With pnorm(), we can simulate what percentage of those months we lost money.

pnorm(0, 0.02376, 0.2528)

This is equal to 0.4625596.

This means we lost money approximately 46.3 percent of the months. But we are making money most months. If we wanted to reverse this and find out the percentage of the months we are making money we would do:

pnorm(0, 0.02376, 0.2528)

If we wanted to find out the number of months we are *more* than a 10 percent annualized return, we would write:

1-pnorm(0.10, 0.02376, 0.2528)

And we obtain a value of 0.3814853.

Remember that our average yield is 2.376 percent annual return per month. So having 38.1 percent of our months return more than 10% in annualized return is great.

Nevertheless, since volatility is a double-edged sword, we are probably having some really bad months with this stock where is loses more than 20 percent annualized. To determine this, we write:

pnorm(-0.20, 0.2376, 0.2528)

(Note the negative sign before -0.20 to denote a *loss* of 20 percent)

From this, we obtain a value of 0.04172475.

So we lose a decent amount of value on this stock in 4.2 percent of the months, or one month every two years.

For more conservative investors who want more of a low beta stock, this wouldn’t be a very good choice, although the risk could be more worth it when selling options.

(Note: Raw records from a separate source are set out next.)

Issue #123, opened 2020-05-02
`--ignore`  is a required argument to `upgrade`


olantwin:
With the most recent release, `rua upgrade` fails:
```
error: The following required arguments were not provided:
    --ignore <ignored>
```

It seems like `--ignore` was accidentally added as a required argument rather than as an optional argument in #122 .

I'll have a look whether I can fix this, but I'm unfortunately not particularly familiar with rust and the way the arguments are parsed.

vn971:
Thanks for the bug report, I understood what's happening, will fix now.

vn971:
Fixed that, making a release now. Thanks again for the bug report!

olantwin:
Thanks for the quick fix!

Also learnt a thing or two while trying to fix it myself (and comparing my solution to your better one ;) )

vn971:
I think both solutions are good actually - just ended up committing mine because I already had a release in progress (and I like flat_map-s:). Cheers.

PR #124, opened 2020-05-02
Naive attempt at fixing #123

olantwin:
I made an attempt of fixing the issue I encountered.

As I am a beginner with rust, I would appreciate any feedback. Feel free to ignore my fix of course, if you think there's a better way to fix it.

Tested that this works with and without the `--ignore` flag (but since I didn't have any upgrades waiting, I couldn't test anything non-trivial).

### DIFF
--- a/src/cli_args.rs
+++ b/src/cli_args.rs
@@ -111,7 +111,7 @@ Supports: git, hg, bzr, svn, cvs, darcs. Currently by suffix only."
 			long = "ignore",
 			help = "Don't upgrade the specified package(s). Accepts multiple arguments separated by `,`."
 		)]
-		ignored: String,
+		ignored: Option<String>,
 	},
 }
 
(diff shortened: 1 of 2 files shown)


olantwin:
Fixed in dfd45415c5e3c63d0144d2b49e8f89c733a6fb5b .

vn971:
Hi olantwin, indeed I've already managed to make a fix as well, and a release on top of that, so I'll keep it.

Some comments if you might still be interested though:
* first, I think your solution is indeed correct, and works quite fine.:)
* I decided to go with a `flat_map` solution: approach the `Option` as a kind of collection in itself (containing 0 or 1 elements), then split each item of the collection by comma and derive a collection of already split packages to ignore. Essentially the same, just thought it might feel a bit more uniform.

That's about it.

olantwin:
Thanks for your explanation. Indeed, treating the `Option` as a collection seems very intuitive in this context.

PR #134, opened 2020-07-24
Update dependencies

Morganamilo:
The main point of this is to upgrade raur which now uses reqwest 10


vn971:
Nice, thanks! I also noticed it can even be improved a bit further, so did that as well, and merged now.

BTW, is the reqwest update something important? `cargo audit` doesn't warn me anything about it. Just curious. If it's something important, then maybe a release (for rua) is called for as well. WDYT ?

Morganamilo:
v10 adds async support. While raur doesn't support async because I'm waiting on async traits. This avoids having two separate versions of reqwest of its dependencies in my programs that use raur and async.

vn971:
Understood, thanks :+1:

PR #137, opened 2020-10-03
Fix clippy warnings

Morganamilo:


vn971:
Hey, thanks! Do you run clippy under a stricter settings than default to get these warnings? I have clippy as part of CI and manual release procedure, but I didn't see those warnings yet.

Morganamilo:
I use the defaults. But I am on nightly, so maybe they're new lints.

vn971:
Could be it. Thanks!

P.S. Also noticed that `cargo clippy -- -W clippy::pedantic` gives some more warnings, some of which I could agree to. Maybe the project could enforce those as well. (Will take a look at that after finishing my current WIP branch that I have locally)

Morganamilo:
I find pedantic to be a bit too far. Sometimes may run it just to see what it spits out and if i agree with any of the lints. But enforcing all of them I think is too far.

PR #293, opened 2022-11-11
Develop

agusnt:
This patch solve several bugs with the first levels of cache and the virtual memory

### Bug

The PTE does not remove from the free list the PA used.

### Bug

When merging two instructions in the L1D queues, the following case may occur: untranslated instruction A has physical and virtual address `0xbcde` and translated instruction B has physical address `0xbcde`. The two instructions will merge generating a deadlock since instruction B has not been fetched.

### Solution

A flag has been added to indicate that the instruction has been translated, only when the instructions are translated is the merge performed.

## PTW to the first level Bug

This is the biggest change in the patch

### Bug

If there is a burst of processor requests that are going to miss in all TLB levels. Only the first requests will be served (depending on the number of walkers). The rest remain in L1D RQ and MSHR waiting for a walker to be released. All of them remain in L1D RQ until filled. If the processor requests go to the same pages that are resolving the walkers remain in L1D RQ until the translation is resolved. The walkers have not yet finished going through all the translation levels.  When the walker tries to access the next level of the translation table they cannot insert the request in L1D RQ because is full. 

### Solution

Add a new queue for PTW requests at L1D

### Bug

If the prefetcher (L1D) launches the address A with destination L2 and subsequently launches the same address with destination L1D, a deadlock occurs when the MSHR is merged.

### Solution

When we perform the merge of two memory instructions (one is a prefetch) the `fill_this_level` variable is updated to true if one of the two instructions has it set to true.


ngober:
Thanks for the patch. I like the simplicity of the approach. It looks like the tests here are failing because you've added a pure virtual function to a base class. Would you please repair these tests? Also, please add some tests to demonstrate that the new behavior works. I want to avoid a situation where the behavior might regress due to later changes.

agusnt:
Hi Nathan,

I fix the test and add several test to test the new patch, I try in my machine and `make test` run flawless. Also add an option in the function `get_size` (cache.cc) to return the size of PTWQ.

agusnt:
Hi Nathan,

I am just merge your latest changes. I test the changes using the following: `./config.sh` and `make test` and all test passed.

Captura de pantalla de 2022-11-22 13-16-47

Can you tell me how to reproduce the way that you test the changes?

Thank you

ngober:
Something strange is happening that I don't quite understand. I'm seeing the tests pass when I run them locally, but test 600 seems to fail whenever Github runs the tests. I've tried to figure out what's going on, but I haven't been able to devote my full attention to it.

I was wondering at first if the issue was related to the virtual memory, so I fixed a bug in 3e2b0d402b0a2fc065b013d1907d10a9fa829ccf, but it doesn't seem to have actually resolved the problem.

I like these changes and I want to merge them, but I want the tests to pass first. If you can figure out what's going on, that would be very helpful.

ngober:
Ah, I accidentally wrecked the tests by trying to use the Github text editor. I'll fix it later tonight or possibly tomorrow.

agusnt:
I think I have an idea of what is going on. Since the problem does not happen on my local machine (using gcc or clang), I think it come from how the compiler handles some stuff.

I run the 600 benchmark on GitHub and on my local machine with debug mode and discover that the `get_pte_pa` function returns a different address when running locally or online

```
My local machine
[VMEM] get_pte_pa paddr: ffff0000 vaddr: deadbeef pt_page offset: 0 translation_level: 4

GitHub
[VMEM] get_pte_pa paddr: 0 vaddr: deadbeef pt_page offset: 0 translation_level: 4
```

So I believe that the problem resides in how `ppage_free_list` constructor is handle by the compiler. 

Since the other 600 test works well, I fix the test by change the first `vmem` parameter (`paddr`) from 20 to 33 (like the other tests from 600 file)

https://github.com/agusnt/ChampSim/commit/61520d1d92bd35619c626026273b32a113d5aaae

and now the value return by `get_pte_pa` function seems right

```
[VMEM] get_pte_pa paddr: 101000 vaddr: deadbeef pt_page offset: 0 translation_level: 4
```

However, I do not know if this change is ok (even if all test pass now). If the definition of vmem in the test was right, I think that we have to fix how `vmem` reserve memory to avoid that it can give a physical address equal to 0.

What do you think?

ngober:
Looks like you're correct. The problem was that the virtual memory in those tests was too small. I don't know how that didn't get picked up in other places. I tweaked the virtual memory model and added a bunch of assertions that highlighted other tests that were sneaking by. I'll probably need to go through and fix more with the virtual memory model, but for now, this will do.

Issue #296, opened 2022-12-09
Branch MPKI bug


sawansib:
Hello,

Recently the branch MPKI has increased (in my tests and also mentioned by [Daniel A. Jiménez](https://github.com/ChampSim/ChampSim/issues/271) in the current develop branch. I found that the reason is an incorrect update of branch type information when doing the BTB update. 

Consider the [line](https://github.com/ChampSim/ChampSim/blob/7b459db03ce62d8db2c7afc7db16a4609f8b28b7/btb/basic_btb/basic_btb.cc#L124) where by default the branch type is set to ALWAYS_TAKEN. Now if we have a case where the BTB entry for a taken conditional branch already exists then the same entry's branch type will be updated from conditional (original BTB entry branch type) to always taken which is incorrect.

In my tests, I find that fixing this error will revert back the MPKI to the previous version of the develop branch. As my fixes are temporary I'm not including them here. 

Sawan

ngober:
I'm looking through the git blame for the line you linked, and it looks like a merge somewhere introduced this bug. Could you give more detail about the case you observe where the behavior is incorrect? Also, if you submit a pull request for this, I'd be eager to see your solution.

sawansib:
Hey Nathan,

Sorry for late reply!

You can see the issue in the log i am adding below. The log simply prints which IP is added to the BTB and also the result of the search in the BTB by IPs. The log is for spec_gcc_001 from the 1st IPC. 

`
btb_btbDbasic_btb_update_btb ip? 66b60c target? 66b5f0 **type? 3** taken? 1
btb_btbDbasic_btb_update_btb ip? 66b600 target? 66b60c type? 3 taken? 1
btb_btbDbasic_btb_btb_prediction ip? 66b60c target? 66b5f0 **type? 2**
`

Bug: - You can see for the IP `66b60c` the BTB is updated with branch type 3 (CONDITIONAL), but when the same IP looks in the BTB it gets the target correctly, but the branch type is 2 (ALWAYS_TAKEN) which is incorrect. 

Cause:- It happens due to the line i mentioned in the beginning of this issue. So, when the update is called in the BTB by default the branch type is set to 2 (ALWAYS_TAKEN). In the case of the taken branch there is no condition that update the default branch type of 2 set earlier. 

Solution: - The simple solution is to add a condition for taken branches. For example: -
`
 auto opt_entry = ::BTB.at(this).check_hit({ip, branch_target, type});
  
  if (taken) {
[...]

PR #297, opened 2022-12-12
Created strong type for addresses

ngober:
The correctness of address operations is critical to the correctness of ChampSim. This patch introduces a strong type for addresses to prevent bugs that would result from unchecked operations on raw integers.

The primary benefit is this: Most address operation bugs are compiler errors. Those that are not are usually runtime exceptions. If a user still needs to manipulate the bits of an address, they can, but they must explicitly enter an unsafe mode.

The need for this patch became apparent to me after 3165c461db2aa5490583cefeb901fa3ab6ff00d1, where I fixed a bug that arose from bad bit shifting in address manipulation. In this commit, the cache line number was being treated as a full-length address, and the size of the stride increased by a factor of the block size. After this patch, such a bug is quite difficult if not impossible. Now, the a cache line number is a completely separate type, `champsim::block_number`, from the full-length address, `champsim::address`, and so it is impossible to implicitly assign one to the other. The user is required to explicitly make the appropriate conversions.

### Types introduced
This patch introduces the following types, all in the `champsim` namespace:
 - `address`, a full-length, 64-bit address
 - `block_number` and `block_offset`, the bits above and below the size of a block. These types depend on the configuration.
 - `page_number` and `page_offset`, similar to the previous.
 - Three "extent" types: `static_extent<std::size_t UPPER, std::size_t LOWER>`, `dynamic_extent`, `sized_extent`. The static extent is compile-time sized, the other two are runtime-sized. The dynamic and sized extents differ in the meaning of their constructor parameters: a dynamic extent takes an upper and lower bound, while a sized extent takes a lower bound and a size.
 - `address_slice<Extent>`, a generalization of a subset of address bits. The previous types are simply specializations of this type: `block_offset == address_slice<static_extent<LOG2_BLOCK_SIZE, 0>>`.
 - `address_slice<dynamic_extent>`, a runtime-sized slice. This type sacrifices compile-time error checking for runtime checking, but provides more flexibility.

### Conversions
The address slices can be converted between one another. The bit shifting and masking will be handled by the types. For most operations, users should use the converting constructors.

    // LOG2_PAGE_SIZE = 12
    // LOG2_BLOCK_SIZE = 6
    address full_addr{0xffff'ffff};
    block_number block{full_addr}; // 0xffff'ffc0
    page_number page{full_addr}; // 0xffff'f000

If the type conversion is widening, the new bits will be 0. Importantly, the template parameters to `champsim::address_slice` are _absolute_.

All address slices can take their extent as the first constructor parameter

    address_slice st_full_addr{static_extent<64,0>{},0xffff'ffff};
    address_slice st_block{static_extent<64, LOG2_BLOCK_SIZE>{}, st_full_addr}; // 0xffff'ffc0
    address_slice st_page{static_extent<64, LOG2_PAGE_SIZE>{}, st_full_addr}; // 0xffff'f000

    address_slice dyn_full_addr{dynamic_extent{64,0},0xffff'ffff};
    address_slice dyn_block{dynamic_extent{64, LOG2_BLOCK_SIZE}, dyn_full_addr}; // 0xffff'ffc0
    address_slice dyn_page{dynamic_extent{64, LOG2_PAGE_SIZE}, dyn_full_addr}; // 0xffff'f000

    address_slice szd_full_addr{sized_extent{0, 64},0xffff'ffff};
    address_slice szd_block_offset{sized_extent{0, LOG2_BLOCK_SIZE}, szd_full_addr}; // 0x3f
    address_slice szd_page_offset{sized_extent{0, LOG2_PAGE_SIZE}, szd_full_addr}; // 0xfff

For static extents, the extent can be specified as a template parameter.

    address_slice<static_extent<64,0>> st_full_addr{0xffff'ffff};
    address_slice<static_extent<LOG2_BLOCK_SIZE, 0>> st_block{st_full_addr}; // 0x3f
    address_slice<static_extent<LOG2_PAGE_SIZE, 0>> st_page{st_full_addr}; // 0xfff

The address slices have a constructor that accepts a `uint64_t`. No bit shifting is performed in these constructors. The argument is assumed to be in the domain of the slice.

    champsim::block_number block{0xffff}; // 0x003f'ffc0
Relative slicing is possible with member functions:

    address_slice<static_extent<24,12>>::slice(static_extent<8,4>{}) -> address_slice<static_extent<20,16>>
    address_slice<static_extent<24,12>>::slice_upper<4>() -> address_slice<static_extent<24,16>>
    address_slice<static_extent<24,12>>::slice_lower<8>() -> address_slice<static_extent<20,12>>

### Arithmetic

The offset between two addresses can be found with

    auto champsim::offset(champsim::address base, champsim::address other) -> champsim::address::difference_type

The function is a template, so any address slice is accepted, but the two arguments must be of the same type. The return type is signed and the conversion is safe against overflows.

Address slices also support addition and subtraction with signed integers. The arguments to this arithmetic are in the domain of the type.

    champsim::block_number block{0xffff}; // 0x003f'ffc0
    block += 1; // 0x0040'0000

### Splicing

Two or more slices can be spliced together. Later arguments takes priority over the first, and the result type has an extent that is a superset of all slices.

    champsim::splice(champsim::page_number{0xaaa}, champsim::page_offset{0xbbb}) == champsim::address{0xaaabbb};

### Unsafe Operations
Sometimes, it is necessary to directly manipulate the bits of an address in a way that these strong types do not allow. Additionally, sometimes slices must be used as array indices. In those cases, the `address_slice<>::to<T>()` function performs a checked cast to the type.

    champsim::address addr{0xffff'ffff};
    class Foo {};
    std::array<Foo, 256> foos = {};
    auto the_foo = foos.at(addr.slice_lower<8>().to<std::size_t>());


alberto-ros:
It seems to me like a huge change for a "small" bug. I think it would affect all files (everything works with addresses) including prefetchers, replacement policies, predictors, etc. In case of going further with this change, we should be sure that performance remain exactly the same.

ngober:
The inciting bug was small, maybe, but it made the output of the prefetcher completely incorrect. It got me thinking that if I overlooked this kind of bug in a simple prefetcher, how much more do these bugs exist in more complex designs written by people who don't do this every day?

I can't say it for certain right now, but I don't see a significant opportunity for performance change. The goal of this change is to behave the same as before, but to make certain suspect actions into compiler errors. That is, if it compiles, we should be able to say that it's probably correct.

alberto-ros:
I agree with that you say regarding correctness. But mind that the results check is a necessary thing to do first. For example, a recent formatting change in the BTB introduced a performance bug regarding the always_taken flag #296. So my point would be to split (if possible) formatting changes or changes that do not change simulator behavior from changes that affect performance. And for the first ones, verify that performance is not affected (I guess for a number of predictors, replacement policies, prefetchers, etc).

ngober:
You're right. I'll do that locally. I do know that @GinoAC intends to work on a synthetic trace generator so that we can do some more robust integration testing. I'm looking forward to that.

ngober:
I ran all of the SPEC 2017 traces for 200M/1B, with default configuration, and the speedup of the model is negligible: 1.0000724125847442

There seems to be some differences of less than 1%, and only on a few traces. I could look into it, but that might be a very tedious endeavor.

alberto-ros:
Thanks a lot! I think checking those should not be necessary, although it is surprising. But I would run apart from the base, a version with more elaborated predictors: hashed-perceptron, IP-stride, some RIP replacement ... this way we also checked bugs in those codes (Ideally all, but I know it is harder). If we cover the frequently used, I am fine with it.

GinoAC (changes requested):
This looks great to me and is good to merge given the results you mentioned.

I recommend adding the description of this patch to the wiki for users to reference.

ngober:
I have merged #330 into this PR. Doing this eases the transition to the strong address types, since both the `uint64_t` signatures and the `champsim::address` signatures are recognized by the simulator. This was not possible before #330.

ngober:
@GinoAC I've added Doxygen-style comments to `champsim::address_slice`. It more or less has the contents of the top post on this thread. Rather than try and fully integrate Doxygen to document the C++ parts of ChampSim in this patch, I think I want to simply add the comments here and build out the HTML generation separately. What do you think

Also, I've rearchitected this slightly since its original post. I now template the address slice on an "extent", which can be passed to the constructor. Doing it this way eliminates cases where the user would write

    champsim::address_slice<champsim::dynamic_extent> my_addr{16, 8, 24};

In which the meaning of the constructor parameters is unclear at the call site. Instead, now it becomes:

    champsim::address_slice my_addr{champsim::dynamic_extent{16, 8}, 24};

which is less prone to confusion. It does mean that I have to sacrifice the `address_slice<16,8>` syntax, now we get `address_slice<static_extent<16,8>>`, but we sometimes must sacrifice pleasant code for safe code. :man_shrugging: 

I'm happy with where this is now and I'm ready for merge if there are no objections.

PR #298, opened 2022-12-20
Fix upper level prefetch

agusnt:
When a prefetch is issue with `fill_this_level == true`, the prefetch request never fill the lower level. This patch fix the bug, and add two test to verify the behavior.

# Why does this bug happen?

The flag `fill_this_level` packet flag is never set to true

# Fix 

After the first MSHR miss, the `fill_this_level` flag is set to true.

https://github.com/agusnt/ChampSim/blob/90c9e5b09f39c146c3cda872a7b8ad8cb0111776/src/cache.cc#L208-L211

### DIFF
--- a/src/cache.cc
+++ b/src/cache.cc
@@ -205,11 +205,10 @@ bool CACHE::handle_miss(const PACKET& handle_pkt)
 
     if (handle_pkt.fill_this_level)
       fwd_pkt.to_return = {this};
-    else {
-      fwd_pkt.fill_this_level = true; // We will fill the next level
+    else
       fwd_pkt.to_return.clear();
-    }
-
+    
+    fwd_pkt.fill_this_level = true; // We will always fill the lower level
     fwd_pkt.prefetch_from_this = false;
 
     bool success;
--- a/src/cache.cc
+++ b/src/cache.cc
@@ -207,7 +207,7 @@ bool CACHE::handle_miss(const PACKET& handle_pkt)
       fwd_pkt.to_return = {this};
     else
       fwd_pkt.to_return.clear();
-    
+
     fwd_pkt.fill_this_level = true; // We will always fill the lower level
     fwd_pkt.prefetch_from_this = false;
 
--- a/src/cache.cc
+++ b/src/cache.cc
@@ -205,8 +205,10 @@ bool CACHE::handle_miss(const PACKET& handle_pkt)
 
     if (handle_pkt.fill_this_level)
       fwd_pkt.to_return = {this};
-    else
+    else {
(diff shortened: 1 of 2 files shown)


test/421-prefetch-fill-level.cc
```diff
@@ -72,3 +72,97 @@ SCENARIO("A prefetch can be issued without creating an MSHR") {
...
+
+      for (int i = 0; i < 1000; i++) {
+        uut_queues._operate();
+        uut._operate();
+        mock_ll._operate();
+      }
+
+      // We ensure that the block fill the first level
+      bool find = false;
+      for (auto i: uut.block) if (find = (i.address == 0xdeadbeef)) break;
```
ngober, line 105: Could you please perform this check by using the cache's interfaces? See [a similar line in test 420](https://github.com/ChampSim/ChampSim/blob/2aa99f98d69f3467d765141c2bd31e2b474ca256/test/420-issue-prefetch.cc#L50).

Performing tests via the interfaces checks for correct behavior, rather than correct implementation. Specifically, we are testing that a prefetch issued with `fill_this_level == true` causes a later hit in the second level, but not in the first level. So, we want to test that the return time of a packet with the same address has the miss latency of the first level, but not the miss latency of the second level. If we do it this way, we're free to change the implementation of the cache without breaking the tests.

src/cache.cc
```diff
@@ -205,8 +205,10 @@ bool CACHE::handle_miss(const PACKET& handle_pkt)
 
     if (handle_pkt.fill_this_level)
       fwd_pkt.to_return = {this};
-    else
+    else {
+      fwd_pkt.fill_this_level = true; // We will fill the next level
       fwd_pkt.to_return.clear();
+    }
 
     fwd_pkt.prefetch_from_this = false;
```
ngober, line 213:
```suggestion
    else
      fwd_pkt.to_return.clear();
    
    fwd_pkt.fill_this_level = true; // We will always fill the lower level
    fwd_pkt.prefetch_from_this = false;
```

This is minor, but I think moving the assignment down to match the assignment of `prefetch_from_this` expresses the intent better. It does the same thing, but more clearly says "We will always fill the lower level".

ngober (commented):
Good bug catch!

This is probably good to merge as-is, but I want to request a change to the tests now rather than need to fix it later.

test/421-prefetch-fill-level.cc
agusnt: I see, I change the test to be at the same style like the 420.

ngober:
It looks great! The tests demonstrate the bug and the patch fixes it. Great job.

PR #303, opened 2023-01-10
Improvements to TLB model correctness

ngober:
This patch is a fix for #227. In that patch, my goal was to extract the TLBs from the core model, but I didn't want to disrupt the cache model. As a result, we ended up with a bunch of issues that caused deadlocks (notably, some of these were fixed in #293). In this patch, I moved the translation logic into the tag check logic of the cache model, so TLB lookups are now completely performed by the cache. I avoid deadlocks by giving each producer-consumer pair its own dedicated set of queues. 

This change really improves configuration flexibility. With the previous solution, there were many odd configurations that could produce strange deadlocks. Here, there is much less potential for that, and the model matches a real system more closely.

I will be doing performance analysis of this patch soon, but I want to get the code out there for other people's eyes while I do.


ngober:
I've been in contact with a user who has sent me a configuration for which ChampSim crashes before this patch, but does not after. I spent a while trying to isolate the behavior into a test to prevent regression, but it ended up being really complex and I'm not sure I'll be able to snapshot the state. The configuration can be found [here](https://github.com/ChampSim/ChampSim/files/11122366/crash_for_303.txt), and the crash happens for 400.perlbench-50B. I see this as a good reason to merge this patch, since it changes the TLB miss setaside to be more resilient.

PR #308, opened 2023-02-11
Added support for Apple devices

GinoAC:
This patch changes how the trace file pointer is instantiated on Mac devices and the file is read. I've confirmed it works on M1's.

### DIFF
--- a/.github/workflows/test.yml
+++ b/.github/workflows/test.yml
@@ -123,7 +123,11 @@ jobs:
       with:
         submodules: 'true'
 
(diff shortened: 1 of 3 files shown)


ngober:
Could you try uncommenting the lines in `.github/workflows/test.yml` that have to do with Mac? I would love for those tests to work, if possible.

GinoAC:
Looks like it fails when it tries to install vcpkg. I'll dig a little and see what if I can figure out what the root cause is.

PR #320, opened 2023-03-14
Only update btb with a valid target.

pAbellan-arch:
If you enter a target 0 entry, you may evict a valid entry with a real target.


ngober:
Are you sure this occurs after #318? I have tried modifying the BTB test that we introduced in that patch, and I cannot reproduce the bug this claims to fix.

[Here](https://github.com/ChampSim/ChampSim/files/10971038/issue320_test_patch.txt) is the patch that I applied to the test. Does this not replicate the behavior?

alberto-ros:
Hi Nathan, 

This patch is not related to the one of Sawan (#318) nor the one I submitted not long ago (#258), but somehow more related to this last one. 

The "problem" is that entries for non-taken branches that miss in the BTB are inserted there, potentially evicting a valid entry. Mind that in ChampSim non-taken branches have a target value of 0. So the entry is inserted for nothing.

I indeed would not consider it a bug but a bad design decision. However, seeing that in the master branch that decision is different, I can infer that a refactoring unintentionally introduced that decision.

If my data is correct, Sawan's fix moved MPKI from ~8 MPKI to ~6 MPKI, and this one from Pascual moves it from ~6 MPKI to ~2 MPKI, going back to the original and a few times reported MPKI for IPC-1 traces.

With this patch I think we close (hopefully) the issue of high/changes in the MPKI.

ngober:
Let me see if I understand.

1. Fill the BTB with branch Y, which is taken at least once, so has a target
2. Fill remaining ways with other branches
3. Fill the BTB with branch X, which is initially not taken, so has a target of 0
4. X is not found in the BTB, so line 141 does not apply
5. X is filled with a target of 0, evicting Y

In a real machine, the target of X would be known even if it is not taken. We must make a choice given the current trace format either to retain Y in the BTB when it would have been evicted in a real machine, or to fill X with target 0 causing later predictions to X to mispredict where they would have been correct in a real machine.

I don't really like either choice here. However, I think you're correct to say that retaining Y is preferable in an imperfect world because at least something gets predicted. The solution really is to generate new traces. I can feel it coming soon. I'm going to run tests and merge, and I'll get some things moving for a new trace format. It probably won't make the next release to master (should happen soon after #303 is merged), but it will probably make the following one.

alberto-ros:
Yes, you are right, Nathan. That's the case. Two extra comments:

1. Usually in text books, not taken branches do not fill BTB in case of a miss (so this change would be aligned with it).

2. Pascual did also a test where "magically" the correct target was inserted on non-taken branches instead of a 0. Still the MPKI was quite high. The reason may be branches that are always non taken, which occupy useless entries.

ngober:
Hmm, that's significant. In that case, I'm going to add a test to make sure this behavior is guaranteed.

pAbellan-arch:
Hi Nathan,

First of all, thank you for accepting the pull request.

Just to clarify some data about the MPKI of the BTB that Alberto mentioned. The MPKI of the BTB after the changes made by Sawan decreased to ~3.6 MPKI for the IPC-1 traces, which is an improvement compared to the ~8 MPKI we were getting before. If we subsequently add the control of not inserting entries with an invalid target, we keep decreasing until the ~1.27 MPKI that we previously mentioned.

However, for the annualized return, it isn’t a great choice due to the high amount of volatility.

## Conclusion

This model is fairly simple, but in other articles, we discussed more complex models in quantitative finance to represent more complex financial situations through topics such as various options pricing models, Brownian motion, and other matters involving risk and uncertainty.